When applying the technique according to the present method, it was found that old cultures, especially gram-negative rods, exhibited a strong orange fluorescence together with mbrkegront fluorescent cells. Cultures of Gram-negative bacteria sterilized by boiling at 100°C for 30 minutes fluoresced uniformly as plantain. This change from orange to green fluorescence was shown to be in relation to the viability of the trial culture. Although old cultures of Staphylococcus aureus exhibited both orange and green fluorescerer.de cells, a heat treatment of young cultures, by boiling for 30 minutes, with efterfolgen.de staining, showed that all organisms fluoresced orange. However, a pretreatment with buffer solutions during the preparation removed such "false life" reactions. The difference in the reactions between Gram-negative and Gram-positive bacteria with regard to the fluorochromes shows important differences with regard to composition for the two groups.

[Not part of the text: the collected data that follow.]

PR #139, opened 2017-05-10
Use indexOf instead of includes for IE compatibility

hjheath:


rfreitas:
Travis automatic deployment: https://139-pr-onfido-sdk-ui-onfido.surge.sh

TheComfyChair:
I always forget .includes was also an ES2015 thing until IE explodes.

An advantage of the present invention is the speed with which the results can be obtained. The method according to the invention takes less than 1 hour for the staining procedure in question, while conventional colonite Iling requires several days of incubation. There also exists the possibility of using a fast optical scanning instrument to count or detect fluorescent cells. By adjusting the wavelength sensitivity of such an instrument, it will be possible to determine living and non-living cells separately.

Claims (7)

1. Method for quantitative determination of microorganisms by counting, and coloring them, characterized by reacting the microorganisms with a dye, at least one of the reactants being chemically modified in advance to allow such a reaction. 2. Method according to claim 1, characterized by treating preparations containing the micro-organisms to modify colour-receiving centers in the micro-organisms and coloring the treated preparation with a dye. 3. Method according to claim 1 or 2, characterized by subjecting the preparation to a chemical treatment which includes methylation, esterification, hydrolysis, oxidation or treatment with sulfuric acid. 4. Method according to claims 1 - 3, characterized in that the preparation containing the microorganisms is treated by applying a liquid sample to a carrier plate and then evaporating the liquid from the plate. 5. Method according to claim 4, characterized in that the sample is fixed to the carrier plate by heating or by treatment in a dissolution chamber 1. 6. Method according to claims 1-5, characterized in that the sample is colored with a fluorochrome dye. 7. "Procedure according to claims 1-6, characterized in that lissamine-rhodamine B, acridine orange, primulin, methylene blue, acriflavin, eosin Y, auramine, rhodamine B, rhodamine 3G, fluorescein or thionin are used as dyes.